Putusan yang telah diperiksa pokok perkaranya dan mempunyai kekuatan hukum tetap, berarti putusan tersebut telah mempertimbangkan apakah terdakwa dapat dipertanggungjawabkan secara pidana atas perbuatan yang dituduhkan kepadanya. Terhadap putusan tersebut, dapat berlaku ne bis in idem.
Jika putusannya hanya berkaitan dengan kompetensi absolut atau kompetensi relatif ataupun mengenai sah-tidaknya dakwaan bukanlah termasuk putusan yang telah diperiksa pokok perkaranya, sehingga atas putusan tersebut belum dapat diberlakukan asas ne bis in idem.
Hal ini dijelaskan oleh Eddy O.S. Hiariej dalam bukunya Prinsip-Prinsip Hukum Pidana Edisi Revisi (hal. 423) bahwa syarat ne bis in idem adalah res judicata yang berarti ada suatu tindak pidana yang telah diperiksa berkaitan dengan pertanggungjawaban pidana terdakwa telah diputus dan mempunyai hukum tetap.
Hal ini juga sejalan dengan pendapat Wirjono Prodjodikoro, dalam buku Asas-Asas Hukum Pidana di Indonesia (hal. 161-162) bahwa apabila kejaksaan dengan salah satu dari kedua putusan hakim yaitu putusan yang menyatakan terdakwa dibebaskan (vrijgesproken) atau terdakwa dilepaskan dari tuntutan (ontslagen van rechtsvervolging), terpaksa mengajukan tuntutan baru, maka tibalah saatnya hakim harus meninjau Pasal 76 KUHP tentang ne bis in idem.
Concursus Idealis dalam Kasus Menemukan Uang di Jalan
Selanjutnya, bisakah si A dituntut dua kali dalam kasus ini?
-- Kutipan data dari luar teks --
PR #4084, opened 2019-06-11
Change ts pause millis back to 500ms.

felixdesouza:
**Goals (and why)**:
Revert #4067. See https://github.com/palantir/atlasdb/pull/4067#issuecomment-500870622

Need a better approach to this. Maybe holding the lock for longer/smarter backoffs etc.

Perlu diketahui bahwa perbuatan si A mengambil dompet berisi uang yang ditemukan di jalan hanyalah dapat dipandang sebagai satu perbuatan dan termasuk ke dalam concursus idealis.
Tegasnya, concursus idealis terjadi ketika ada satu perbuatan, namun termasuk ke dalam lebih dari satu rumusan delik. Seperti dalam kasus si A yang mengambil dompet yang ditemukan di jalan, namun dapat dikenakan pasal tentang pencurian atau pasal tentang penggelapan.
Mengutip pendapat Diah Gustiniatidan Budi Rizki H, dalam buku Azas-azas dan Pemidanaan Hukum Pidana di Indonesia (hal. 197), yang menyatakan bahwa suatu kasus dipandang sebagai concursus realis ketika terdakwa melakukan beberapa perbuatan, maka dimungkinkan ada penuntutan lagi. Akan tetapi apabila dipandang sebagai concursus idealis, dimana hanya dipandang ada satu perbuatan, maka hanya dimungkinkan adanya satu kali penuntutan saja.
Dengan demikian, jika putusan bebas si A telah memperoleh kekuatan hukum tetap, maka dakwaan baru yang diajukan oleh jaksa penuntut umum yang mendakwa si A dengan Pasal 372 KUHP tentang penggelapan melanggar asas ne bis in idem. Selain itu, perbuatan si A termasuk concursus idealis, sehingga hanya dimungkinkan 1 kali penuntutan saja.